Some dark cloud seemed to cover her as

they came to each of us that morning

 When they left for his forced reckoning

                                                                  I doubted

their place would wait that journey’s close

Nevertheless we left it locked against intrusion

Something between them seemed so trusting and

so calm that they gave us just enough morsels

to sustain us

                                  But now

 there is     yes   there is   oh my   this  

she is holding a child    and he is holding her hand

and the guiding cord for the mule

                                                                  a child

I am going to the road

                                             and so are the others  to see

what is  pulling us into their path    what    yes  oh

yes   she is looking at each of us

                                                            and he too  is holding

us with a gaze so fierce as to begin us humming

just to find our breath

                                               yes   oh yes

a child is here

                                to tell us  

                                                       why the light must flare        

 

-- Luke

Christmas. 2020                                 

Tuesday, May 12, 2020

"My Arms Are Empty"


My Arms Are Empty: A Song of Lamentation
for Ahmaud Arbery
Oh 
When I saw him die
                                      I no longer
cared about the trembling    the tears
no one  walks these streets    except
the very few
                         and the solitary runners
choke me    I cannot breathe against
the rhythm sorrow beats into my
throat

             I moved into the morning and I will
sit   against this tree
                                        seven days   they say
seven days of tattered shirts    I no longer
care    let the holes be seen   seven
times seven   I have found this place   and I will
stay
         No    I cry   and   no    I whisper
and no one
                       cares that I am
become the Pietà without a child
even that  
                    even that
                                        And I hum   ‘Oh, Mary,
Don’t You Weep”  and she is now
                                                         here with me
saying    No   you will    you must   drain your heart
until the others come
                                    and the others will

This tree is not shelter   not from
the devouring fire    it burns
forever   and our scars
                                        pulse
with the rage that cannot sound

when the others come
                                       I will
know that we will
                                  then unclench
our swollen fingers

Our hands will drum our sorrow
into this ground
                                Yes    I see
you glance at me    yes    I am
the one who whispers each
child’s name   if I cannot hold
them to my breast    I will
hold them with my song
                                           Yes
live   child   you live
                                     and this
tree and I  will be the place where
no lie can live


            


Thursday, March 19, 2020

"I Grew to Trust the Dreams": The Feast of St. Joseph


At a time when many people were rejoicing in my ordination to the priesthood, albeit for myriad, sometimes competing reasons, I had to respond to one invitation after another of being asked to “come [somewhere] and say Mass.”  “People need to see you,” was the usual theme of the invitations. In the spring of 1973, the oddest invitation of that ordination year came from a nun who was teaching at the old north St. Louis Catholic grade school, St. Bridget, in the shadow of the Pruett-Igoe Housing projects. The nun asked me to come to the grade school and preside at a Mass for 8th-graders, on March 19, the Feast of St. Joseph. The invitation would have been sufficient, in that simple statement; but as is often the case, she could not leave well enough alone. “If you can, please emphasize the role of ‘St. Joseph the Worker’ – most of these children don’t know the value of hard work; since they don’t see many people with jobs.”
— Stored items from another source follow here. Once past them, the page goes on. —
PR #250, opened 2026-08-08
add NodeConfiguration interface for typed detection config

barreiro:
Move detection config records into `api/node` package behind a sealed `NodeConfiguration` interface with JSON-B type deduction deserializer.

Entity constructors now accept config records directly, removing the Map/record dual-dispatch conversion methods from `NodeService`.

### DIFF
--- a/src/main/java/io/hyperfoil/tools/h5m/api/node/NodeConfiguration.java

It was enough to make me believe in God. Either that or walk away from it all.  So I said, yes.  At the beginning of the homily, I asked the students if they knew why Joseph was a saint.  The usual fidgeting and glancing eyes were the immediate response.  Finally, I said, I think we must understand that many people have focused on the fact that Joseph was a carpenter. But we don’t know any more than that. “Is this not the carpenter’s son?” is all we are told in scripture. We don’t know if he was a great, mediocre or merely competent carpenter. So I don’t think that is the reason for his obvious sanctity.  I think the real reason we honor Joseph with the title of “Saint,” is that, when his girlfriend told him she was pregnant, and it wasn’t his child, he did not panic. He did not reject her. He did not turn her over to the authorities in the temple.  He accepted her. He protected her. Because he listened to the voice of God which came to him in his dreams.”  Further, I said to them, “lots of people will say that many of you don’t know the value of hard work. But I know better. You have seen your fathers and mothers and uncles, aunts, grandfathers, grandmothers and neighbors, get up every day and hustle, one way or another, to bring something into your home. And they struggle, out of love for you and your family. They work as hard as they are able to. But it is their determination to remember that all children are gifts from God that makes us admire them and love them.”

As soon as I was finished with the Mass, a young woman asked me if I was going to come back soon. The nun who had invited me moved as quickly as the wind and came to the front of the room and told the students that she regretted that I wouldn’t be able to come back to the school, since I had such a busy schedule.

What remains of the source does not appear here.